Global damage model for the seismic reliability analysis of a base‐isolated structure

Abstract

A method for seismic reliability analysis based on a global damage model is proposed for a base-isolated structure. A sample space is created using the Latin Hypercube Sampling method, in which the randomness of structure and seismic ground motions is considered, and then dynamic elastic–plastic analysis is carried out for each sample. The cumulative damage factors of the upper structure and the isolated story are calculated using a global damage model of an isolated structure. The probability of progressive sideway collapse for base-isolated structure under earthquake action is obtained using the quadratic fourth-moment method, and this method is also used to analyze the evolution of the probability density of cumulative damage for structure.

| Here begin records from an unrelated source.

PR #4148, opened 2026-07-14
[DO NOT MERGE][TEST LEGACY VERSION BUMP] 7/14 Legacy version bump main

tamara-corbalt:
Adds the released legacy version(s) to versions.json on main.

PR #4149, opened 2026-07-14
[CMSDS-4152] Automate legacy version bump.

tamara-corbalt:
## Summary

- Previously, when releasing a supported version that was NOT the latest, we had to manually update `versions.json` on `main`.
- Adds an optional step to the release script to automate that process. The new workflow:
  * Creates a temporary branch from `main`.
  * Inserts each released package version into the appropriate array in `versions.json`, preserving descending semantic version order.
  * Commits the changes, pushes the branch, and opens a pull request against `main`.
  * Switches back to the original release branch to continue the release process.
  
**Note:** A good starting point for this review is `bumpLegacyVersionsOnMain` in `legacy-versions.ts`.

[Jira ticket](https://jira.cms.gov/browse/CMSDS-4152)

## How to test
Since this change automates part of the release process, there isn't a great straightforward manual test. Here's how I verified it:
- Tested `insertVersionsIntoVersionsJson` independently with various version values to verify that package version arrays remained in descending semver order.
- Created a temporary test script to exercise the full workflow. For testing purposes, I replaced the call to `getPackageVersions()` with a constant object containing representative version values.
- Verified that the workflow created a temporary branch from main, updated versions.json, created the commit, pushed the branch, opened a pull request, and returned to the original branch.

Test pull request: https://github.com/CMSgov/design-system/pull/4148

## Checklist


scripts/legacy-versions.ts
```diff
@@ -0,0 +1,125 @@
...
+
+  for (const [themePackage, releasedVersion] of Object.entries(releasedVersions)) {
+    const existingVersions = versionsJson[themePackage];
+
+    if (!Array.isArray(existingVersions)) {
+      throw new Error(`Could not find a version array for "${themePackage}" in versions.json.`);
+    }
+
+    const updatedVersions = [...existingVersions, releasedVersion];
+    const uniqueVersions = [...new Set(updatedVersions)]; // In case of duplicates
```
tamara-corbalt, line 30: Duplicates probably aren't a huge risk here, but things happen, and this is just a small safeguard in case the same version gets processed more than once.

scripts/release.ts
```diff
@@ -2,12 +2,11 @@ import c from 'chalk';
 import { updateChildDSAndExamples } from './bump-child-deps-utils';
 import { confirm, select } from '@inquirer/prompts';
 import { hideBin } from 'yargs/helpers';
-import { sh, shI, verifyGhInstalled } from './utils';
+import { sh, shI, verifyGhInstalled, getCurrentBranch, REVIEWERS } from './utils';
 import { updateVersions } from './versions';
+import { bumpLegacyVersionsOnMain } from './legacy-versions';
 import yargs from 'yargs';
 
-const REVIEWERS = ['derek-cmsds', 'tamara-corbalt', 'jack-ryan-nava-pbc'];
```
tamara-corbalt, line 9: Moved a few things from this file into `utils.ts` so they can also be used by `legacy-versions.ts.`

scripts/legacy-versions.ts
```diff
@@ -0,0 +1,125 @@
...
+export const root = path.join(__dirname, '..');
+
+/**
+ * Inserts released versions into `versions.json`, preserving descending
+ * semantic version order for each design system.
+ *
+ * @param releasedVersions Mapping of theme package names to released versions.
+ */
+export async function insertVersionsIntoVersionsJson(releasedVersions: Record<string, string>) {
+  const versionsFileName = path.join(root, 'versions.json');
```
jack-ryan-nava-pbc, line 17: Lines 18, 20 and 21 might be replaced by simply importing the `versions.json` file at the top and working with the subsequent object: https://stackoverflow.com/questions/7163061/is-there-a-require-for-json-in-node-js

scripts/utils.ts
```diff
@@ -1,6 +1,7 @@
 import c from 'chalk';
 import { execSync, spawnSync, SpawnSyncOptionsWithBufferEncoding } from 'node:child_process';
 import { select } from '@inquirer/prompts';
+export const REVIEWERS = ['derek-cmsds', 'tamara-corbalt', 'jack-ryan-nava-pbc'];
```
derek-cmsds, line 4: It feels weird to have our GitHub usernames hard-coded into our repo. Seems like this should live in a config file or environment variable. Not a blocker though.

scripts/utils.ts
```diff
@@ -68,3 +69,12 @@ export async function chooseMilestone() {
 export function versionFromTag(tag: string): string {
   return tag.replace(/@cmsgov\/.*@(.*)$/, '$1');
 }
+
+export function getCurrentBranch() {
+  return sh('git rev-parse --abbrev-ref HEAD');
+}
+
+// TODO: Reuse this helper in other release workflows.
```
derek-cmsds, line 77: Nice.

scripts/release.ts
```diff
@@ -221,6 +216,7 @@ function printNextSteps() {
       await verifyNoUnstagedChanges();
       await bumpVersions();
       await bumpMain();
+      await bumpLegacyVersionsOnMain();
```
derek-cmsds: Why are we running both of these functions? Would it not be an either/or scenario?

derek-cmsds (commented):
I'm a bit confused by the approach. What is the scenario where we want to bump main and then bump main using this new legacy approach? Why run this function if we aren't releasing a legacy version?

scripts/release.ts
tamara-corbalt: That's a really good point. My first naive thought was that adding another opt-in step would be the simplest way to preserve the existing flow, but calling both functions makes it look like both apply to every release.

Maybe something like this instead?

```
const isLegacyRelease = await confirm({
  message: 'Are you releasing a version that is not the latest?',
});

if (isLegacyRelease) {
  await bumpLegacyVersionsOnMain();
} else {
  await bumpMain();
}
```

derek-cmsds: Let's talk about it more in today's pairing session, but I like this approach.

tamara-corbalt:
> I'm a bit confused by the approach. What is the scenario where we want to bump main and then bump main using this new legacy approach? Why run this function if we aren't releasing a legacy version?

Great point! I updated this in the [latest commit](https://github.com/CMSgov/design-system/pull/4149/changes/4964befbb05ce4d40a76afcf2c0dc7727c07f80a). It now uses if/else branching so we invoke either `bumpLegacyVersionsOnMain()` for legacy releases or `bumpMain()` for standard releases that are the latest, based on our discussion in eng huddle.

scripts/legacy-versions.ts
tamara-corbalt: I may be a little paranoid here, but I’m wary of importing `versions.json` once at module load time because the release flow updates that file at different points and switches branches along the way. We may also end up reordering parts of the release flow in the future, and I'm not sure how that would affect whether we're working with a fresh copy of `versions.json` or one that was loaded earlier.

derek-cmsds: Where else is the release flow updating `versions.json`?

derek-cmsds: I see: https://github.com/CMSgov/design-system/blob/f65b09c3822a52c4bf1d74bdf0f7ec65ab2f0b99/scripts/versions.ts#L39
Boy, this code is a mess.

tamara-corbalt: In [release.ts](https://github.com/CMSgov/design-system/blob/main/scripts/release.ts#L100C1-L100C53) we call [`updateVersions`](https://github.com/CMSgov/design-system/blob/main/scripts/versions.ts#L39-L67) which is in charge of updating `versions.json` on the release branch (not `main`).

tamara-corbalt: Yep. Added this ticket in jira: https://jira.cms.gov/browse/CMSDS-4181 
cc: @jack-ryan-nava-pbc

tamara-corbalt:
Based on our discussion in engineering huddle, we'd like to refactor the release script to simplify the workflow and improve its unit testability. I created a follow-up spike to capture that work: https://jira.cms.gov/browse/CMSDS-4181.
cc @jack-ryan-nava-pbc @derek-cmsds

derek-cmsds (approved):
Our whole release script needs to be rewritten to be more modular. But that is outside of the scope of this ticket. I'm approving this solution in order to make legacy versions work with the release script we have now. Good work.

scripts/legacy-versions.ts
jack-ryan-nava-pbc: Ok, cool. Thanks for the explanation @tamara-corbalt. Sounds like a synchronous and very explicit read of the json makes a lot of sense here.

jack-ryan-nava-pbc (approved):
Excellent work! I'm glad we're fixing this pipeline and building our understanding so we can make it better and/or replace it. Thanks @tamara-corbalt !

From aforementioned analysis, the change tendency of damage factor over time can be obtained using the global seismic damage model based on the quadratic fourth-moment method. Due to the introduction of the quadratic fourth-moment method in this paper, the impacts of skewness coefficient and kurtosis coefficient on the failure probability of structure can be taken into account, if the scheme of a structural parameter cannot be confirmed. The method provides results that are more accurate than those of the classical first-order second-moment method. A method for the seismic reliability analysis of an isolated structure from the component to the global structure is also established, in which the failure probabilities of the upper structure and the isolated story are considered with a global seismic damage model.